■ ACTION ITEM
Return the data below exactly, but only from the line containing "PR #293, opened 2022-08-08" through the line containing "path: 'eclipse.platform.swt'", with both of those lines included.

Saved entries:

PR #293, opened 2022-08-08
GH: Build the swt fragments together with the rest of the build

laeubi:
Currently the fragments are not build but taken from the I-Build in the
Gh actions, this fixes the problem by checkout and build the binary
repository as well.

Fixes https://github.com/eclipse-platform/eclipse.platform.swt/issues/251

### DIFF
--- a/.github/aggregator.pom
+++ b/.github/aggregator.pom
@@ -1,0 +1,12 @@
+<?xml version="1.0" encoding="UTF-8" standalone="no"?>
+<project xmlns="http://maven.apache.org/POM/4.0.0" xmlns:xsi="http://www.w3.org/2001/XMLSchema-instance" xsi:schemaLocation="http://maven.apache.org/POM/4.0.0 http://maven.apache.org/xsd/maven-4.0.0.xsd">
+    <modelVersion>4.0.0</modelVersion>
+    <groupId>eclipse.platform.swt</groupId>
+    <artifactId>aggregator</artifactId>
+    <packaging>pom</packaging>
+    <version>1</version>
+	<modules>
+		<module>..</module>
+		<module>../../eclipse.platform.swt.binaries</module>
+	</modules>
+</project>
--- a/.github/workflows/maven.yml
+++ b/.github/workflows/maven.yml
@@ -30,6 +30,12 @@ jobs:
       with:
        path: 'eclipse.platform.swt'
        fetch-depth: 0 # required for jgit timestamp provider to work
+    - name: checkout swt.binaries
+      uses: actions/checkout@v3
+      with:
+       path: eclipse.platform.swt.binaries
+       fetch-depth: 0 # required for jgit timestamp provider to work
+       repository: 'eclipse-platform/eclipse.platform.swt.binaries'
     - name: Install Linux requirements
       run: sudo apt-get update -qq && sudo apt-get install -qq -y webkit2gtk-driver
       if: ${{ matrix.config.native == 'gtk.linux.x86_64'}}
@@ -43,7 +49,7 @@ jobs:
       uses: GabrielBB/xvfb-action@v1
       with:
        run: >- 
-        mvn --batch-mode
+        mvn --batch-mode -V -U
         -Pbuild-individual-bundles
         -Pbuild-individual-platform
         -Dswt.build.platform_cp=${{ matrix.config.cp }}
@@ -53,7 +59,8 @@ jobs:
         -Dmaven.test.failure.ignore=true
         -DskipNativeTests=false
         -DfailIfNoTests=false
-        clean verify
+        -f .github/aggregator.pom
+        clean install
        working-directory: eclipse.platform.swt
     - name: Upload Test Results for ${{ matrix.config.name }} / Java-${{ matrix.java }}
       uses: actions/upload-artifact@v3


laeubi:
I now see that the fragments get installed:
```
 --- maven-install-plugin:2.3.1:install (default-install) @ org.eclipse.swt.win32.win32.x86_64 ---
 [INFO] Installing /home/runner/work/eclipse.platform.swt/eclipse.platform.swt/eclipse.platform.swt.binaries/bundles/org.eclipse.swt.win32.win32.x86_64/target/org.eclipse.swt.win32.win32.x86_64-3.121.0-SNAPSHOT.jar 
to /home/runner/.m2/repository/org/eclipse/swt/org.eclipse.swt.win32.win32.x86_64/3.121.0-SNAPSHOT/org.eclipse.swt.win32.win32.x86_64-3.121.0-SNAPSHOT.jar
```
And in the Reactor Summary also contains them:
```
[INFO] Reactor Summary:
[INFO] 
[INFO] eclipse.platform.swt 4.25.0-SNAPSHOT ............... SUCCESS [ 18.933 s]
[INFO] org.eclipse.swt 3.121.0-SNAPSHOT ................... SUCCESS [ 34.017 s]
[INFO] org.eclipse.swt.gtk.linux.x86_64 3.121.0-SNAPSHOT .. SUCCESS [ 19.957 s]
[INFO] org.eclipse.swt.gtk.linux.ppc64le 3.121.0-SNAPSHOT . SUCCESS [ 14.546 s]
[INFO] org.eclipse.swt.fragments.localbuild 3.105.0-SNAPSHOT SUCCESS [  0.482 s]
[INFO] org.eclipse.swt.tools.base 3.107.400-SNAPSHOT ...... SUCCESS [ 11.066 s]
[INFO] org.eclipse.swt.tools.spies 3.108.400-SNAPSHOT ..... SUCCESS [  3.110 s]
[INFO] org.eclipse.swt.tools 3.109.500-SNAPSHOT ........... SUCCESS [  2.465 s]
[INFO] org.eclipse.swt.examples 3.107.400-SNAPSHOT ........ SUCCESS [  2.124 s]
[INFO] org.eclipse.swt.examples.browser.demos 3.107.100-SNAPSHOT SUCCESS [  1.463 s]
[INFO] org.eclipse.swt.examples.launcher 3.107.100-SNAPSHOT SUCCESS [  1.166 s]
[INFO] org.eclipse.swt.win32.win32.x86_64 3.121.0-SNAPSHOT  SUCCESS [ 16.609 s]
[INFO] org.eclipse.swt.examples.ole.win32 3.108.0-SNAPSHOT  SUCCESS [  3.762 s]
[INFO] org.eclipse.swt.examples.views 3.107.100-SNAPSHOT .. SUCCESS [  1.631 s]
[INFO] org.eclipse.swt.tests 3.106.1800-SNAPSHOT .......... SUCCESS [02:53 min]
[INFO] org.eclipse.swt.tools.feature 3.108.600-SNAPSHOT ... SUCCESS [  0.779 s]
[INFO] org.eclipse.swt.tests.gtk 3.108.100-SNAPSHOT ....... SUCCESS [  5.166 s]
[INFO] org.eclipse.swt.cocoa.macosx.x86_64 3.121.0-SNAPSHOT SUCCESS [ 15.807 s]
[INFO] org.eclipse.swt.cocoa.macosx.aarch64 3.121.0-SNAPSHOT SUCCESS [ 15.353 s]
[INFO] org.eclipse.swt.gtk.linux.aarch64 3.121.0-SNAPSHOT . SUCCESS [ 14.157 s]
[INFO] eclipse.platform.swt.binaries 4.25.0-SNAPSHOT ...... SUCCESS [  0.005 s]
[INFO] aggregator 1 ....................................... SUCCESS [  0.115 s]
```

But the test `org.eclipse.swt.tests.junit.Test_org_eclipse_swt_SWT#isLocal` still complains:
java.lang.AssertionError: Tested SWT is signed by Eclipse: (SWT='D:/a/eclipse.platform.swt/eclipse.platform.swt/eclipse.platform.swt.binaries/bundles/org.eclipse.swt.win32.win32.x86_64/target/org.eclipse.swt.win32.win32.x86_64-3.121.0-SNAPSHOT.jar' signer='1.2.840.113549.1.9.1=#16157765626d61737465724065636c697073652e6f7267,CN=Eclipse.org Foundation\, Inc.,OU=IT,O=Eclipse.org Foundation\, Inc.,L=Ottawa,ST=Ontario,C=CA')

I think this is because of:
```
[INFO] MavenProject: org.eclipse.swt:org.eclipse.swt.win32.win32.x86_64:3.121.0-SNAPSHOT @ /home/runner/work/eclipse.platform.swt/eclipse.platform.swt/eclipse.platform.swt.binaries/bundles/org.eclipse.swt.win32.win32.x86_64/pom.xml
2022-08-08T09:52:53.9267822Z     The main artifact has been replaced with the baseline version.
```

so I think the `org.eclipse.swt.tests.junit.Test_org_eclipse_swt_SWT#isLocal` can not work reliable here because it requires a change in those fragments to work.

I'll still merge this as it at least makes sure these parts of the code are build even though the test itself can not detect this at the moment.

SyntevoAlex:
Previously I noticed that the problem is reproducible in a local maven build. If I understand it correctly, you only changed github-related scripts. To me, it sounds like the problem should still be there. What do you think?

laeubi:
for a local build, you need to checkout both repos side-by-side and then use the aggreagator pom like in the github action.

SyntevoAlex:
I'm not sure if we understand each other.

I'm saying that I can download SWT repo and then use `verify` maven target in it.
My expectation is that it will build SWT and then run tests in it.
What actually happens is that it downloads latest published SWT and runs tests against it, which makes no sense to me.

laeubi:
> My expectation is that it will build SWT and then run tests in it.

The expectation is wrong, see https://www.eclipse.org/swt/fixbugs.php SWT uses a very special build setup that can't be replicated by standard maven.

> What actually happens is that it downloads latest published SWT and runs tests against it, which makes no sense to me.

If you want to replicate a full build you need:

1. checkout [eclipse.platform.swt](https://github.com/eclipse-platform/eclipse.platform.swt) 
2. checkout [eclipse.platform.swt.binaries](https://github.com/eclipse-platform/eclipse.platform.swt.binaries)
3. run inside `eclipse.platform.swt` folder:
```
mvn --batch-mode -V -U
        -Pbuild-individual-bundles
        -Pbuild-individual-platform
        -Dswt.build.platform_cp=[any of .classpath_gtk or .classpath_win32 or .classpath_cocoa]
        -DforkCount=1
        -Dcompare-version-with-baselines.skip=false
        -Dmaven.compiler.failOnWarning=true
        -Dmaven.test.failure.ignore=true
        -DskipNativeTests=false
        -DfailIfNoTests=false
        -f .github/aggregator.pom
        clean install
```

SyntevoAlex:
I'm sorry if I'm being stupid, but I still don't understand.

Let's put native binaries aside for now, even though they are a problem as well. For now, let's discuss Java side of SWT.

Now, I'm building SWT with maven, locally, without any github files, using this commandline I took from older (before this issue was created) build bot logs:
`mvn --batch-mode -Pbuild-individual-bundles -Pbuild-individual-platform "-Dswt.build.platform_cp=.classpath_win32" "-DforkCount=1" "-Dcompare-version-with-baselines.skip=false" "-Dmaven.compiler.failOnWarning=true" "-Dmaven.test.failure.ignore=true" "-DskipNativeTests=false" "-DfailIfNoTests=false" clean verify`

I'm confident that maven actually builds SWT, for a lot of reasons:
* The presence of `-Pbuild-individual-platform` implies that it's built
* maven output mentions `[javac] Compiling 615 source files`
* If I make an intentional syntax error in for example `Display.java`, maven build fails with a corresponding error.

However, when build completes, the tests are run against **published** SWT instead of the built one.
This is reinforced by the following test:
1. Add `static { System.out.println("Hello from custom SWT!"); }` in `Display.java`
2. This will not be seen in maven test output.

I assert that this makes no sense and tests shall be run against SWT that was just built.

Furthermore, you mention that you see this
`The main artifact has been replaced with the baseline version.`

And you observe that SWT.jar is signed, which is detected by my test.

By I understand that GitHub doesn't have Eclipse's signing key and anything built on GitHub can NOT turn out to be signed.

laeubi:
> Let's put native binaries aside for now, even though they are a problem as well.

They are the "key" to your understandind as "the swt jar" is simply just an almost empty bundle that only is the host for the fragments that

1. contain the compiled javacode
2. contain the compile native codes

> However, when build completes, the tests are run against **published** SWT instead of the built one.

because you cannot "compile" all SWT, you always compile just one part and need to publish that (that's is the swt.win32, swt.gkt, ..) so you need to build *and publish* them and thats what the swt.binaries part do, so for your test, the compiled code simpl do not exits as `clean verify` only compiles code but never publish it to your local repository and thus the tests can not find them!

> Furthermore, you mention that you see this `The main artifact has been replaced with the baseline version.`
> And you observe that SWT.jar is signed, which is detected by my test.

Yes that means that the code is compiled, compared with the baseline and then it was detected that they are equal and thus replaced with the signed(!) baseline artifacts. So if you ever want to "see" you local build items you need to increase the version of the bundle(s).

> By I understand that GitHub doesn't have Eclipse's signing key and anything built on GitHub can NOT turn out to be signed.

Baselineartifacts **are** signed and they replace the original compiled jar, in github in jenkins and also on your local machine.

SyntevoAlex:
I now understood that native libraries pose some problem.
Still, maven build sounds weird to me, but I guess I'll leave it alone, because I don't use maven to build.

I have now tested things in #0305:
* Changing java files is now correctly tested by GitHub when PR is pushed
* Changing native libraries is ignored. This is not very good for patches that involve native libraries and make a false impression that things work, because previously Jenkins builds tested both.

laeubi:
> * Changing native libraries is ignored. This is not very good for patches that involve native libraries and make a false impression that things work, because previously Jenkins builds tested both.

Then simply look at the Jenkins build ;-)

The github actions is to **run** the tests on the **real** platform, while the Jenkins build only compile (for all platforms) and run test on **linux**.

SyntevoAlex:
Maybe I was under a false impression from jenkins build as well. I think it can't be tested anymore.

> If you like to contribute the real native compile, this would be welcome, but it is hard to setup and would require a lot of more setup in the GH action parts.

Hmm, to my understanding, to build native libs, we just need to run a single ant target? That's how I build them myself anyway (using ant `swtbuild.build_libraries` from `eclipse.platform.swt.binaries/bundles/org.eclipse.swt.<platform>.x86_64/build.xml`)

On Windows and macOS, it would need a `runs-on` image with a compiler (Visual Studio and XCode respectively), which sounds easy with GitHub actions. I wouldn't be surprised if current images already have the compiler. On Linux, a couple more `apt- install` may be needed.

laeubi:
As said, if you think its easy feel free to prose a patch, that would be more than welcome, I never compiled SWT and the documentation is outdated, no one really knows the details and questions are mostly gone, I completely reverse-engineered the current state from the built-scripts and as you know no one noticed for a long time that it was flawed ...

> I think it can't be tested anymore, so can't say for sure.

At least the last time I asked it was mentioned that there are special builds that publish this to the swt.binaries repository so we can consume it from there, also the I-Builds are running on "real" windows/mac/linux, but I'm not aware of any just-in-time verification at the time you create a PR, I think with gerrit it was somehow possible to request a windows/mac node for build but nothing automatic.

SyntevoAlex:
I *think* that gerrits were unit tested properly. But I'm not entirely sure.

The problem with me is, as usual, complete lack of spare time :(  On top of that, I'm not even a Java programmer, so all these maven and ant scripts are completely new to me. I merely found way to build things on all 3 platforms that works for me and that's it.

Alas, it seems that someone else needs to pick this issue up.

...

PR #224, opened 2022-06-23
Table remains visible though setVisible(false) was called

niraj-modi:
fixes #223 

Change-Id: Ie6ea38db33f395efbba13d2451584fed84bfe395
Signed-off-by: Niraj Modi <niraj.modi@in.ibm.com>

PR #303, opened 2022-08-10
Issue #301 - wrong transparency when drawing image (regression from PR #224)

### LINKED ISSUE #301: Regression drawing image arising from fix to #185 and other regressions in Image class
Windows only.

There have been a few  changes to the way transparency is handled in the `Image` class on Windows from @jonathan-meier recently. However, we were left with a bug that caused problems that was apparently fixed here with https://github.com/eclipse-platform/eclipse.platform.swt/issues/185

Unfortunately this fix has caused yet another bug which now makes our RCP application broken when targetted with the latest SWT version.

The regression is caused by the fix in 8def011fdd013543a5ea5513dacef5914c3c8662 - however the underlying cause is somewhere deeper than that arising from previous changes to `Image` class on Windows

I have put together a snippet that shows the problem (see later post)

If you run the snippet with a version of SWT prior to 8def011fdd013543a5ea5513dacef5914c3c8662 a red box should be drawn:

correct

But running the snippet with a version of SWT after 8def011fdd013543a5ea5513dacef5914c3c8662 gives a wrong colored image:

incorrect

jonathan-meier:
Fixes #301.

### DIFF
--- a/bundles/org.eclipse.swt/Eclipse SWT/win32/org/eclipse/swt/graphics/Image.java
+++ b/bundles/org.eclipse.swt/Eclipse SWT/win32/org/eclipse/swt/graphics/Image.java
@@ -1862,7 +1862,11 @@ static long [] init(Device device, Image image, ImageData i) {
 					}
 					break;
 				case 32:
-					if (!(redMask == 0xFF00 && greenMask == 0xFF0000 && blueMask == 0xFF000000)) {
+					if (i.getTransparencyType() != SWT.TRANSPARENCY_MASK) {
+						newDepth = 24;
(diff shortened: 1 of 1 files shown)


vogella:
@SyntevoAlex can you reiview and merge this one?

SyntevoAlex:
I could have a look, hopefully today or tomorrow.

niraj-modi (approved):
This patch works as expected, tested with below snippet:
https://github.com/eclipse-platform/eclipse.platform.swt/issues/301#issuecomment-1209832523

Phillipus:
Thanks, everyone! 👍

■ RESULT
PR #293, opened 2022-08-08
GH: Build the swt fragments together with the rest of the build

laeubi:
Currently the fragments are not build but taken from the I-Build in the
Gh actions, this fixes the problem by checkout and build the binary
repository as well.

Fixes https://github.com/eclipse-platform/eclipse.platform.swt/issues/251

### DIFF
--- a/.github/aggregator.pom
+++ b/.github/aggregator.pom
@@ -1,0 +1,12 @@
+<?xml version="1.0" encoding="UTF-8" standalone="no"?>
+<project xmlns="http://maven.apache.org/POM/4.0.0" xmlns:xsi="http://www.w3.org/2001/XMLSchema-instance" xsi:schemaLocation="http://maven.apache.org/POM/4.0.0 http://maven.apache.org/xsd/maven-4.0.0.xsd">
+    <modelVersion>4.0.0</modelVersion>
+    <groupId>eclipse.platform.swt</groupId>
+    <artifactId>aggregator</artifactId>
+    <packaging>pom</packaging>
+    <version>1</version>
+	<modules>
+		<module>..</module>
+		<module>../../eclipse.platform.swt.binaries</module>
+	</modules>
+</project>
--- a/.github/workflows/maven.yml
+++ b/.github/workflows/maven.yml
@@ -30,6 +30,12 @@ jobs:
       with:
        path: 'eclipse.platform.swt'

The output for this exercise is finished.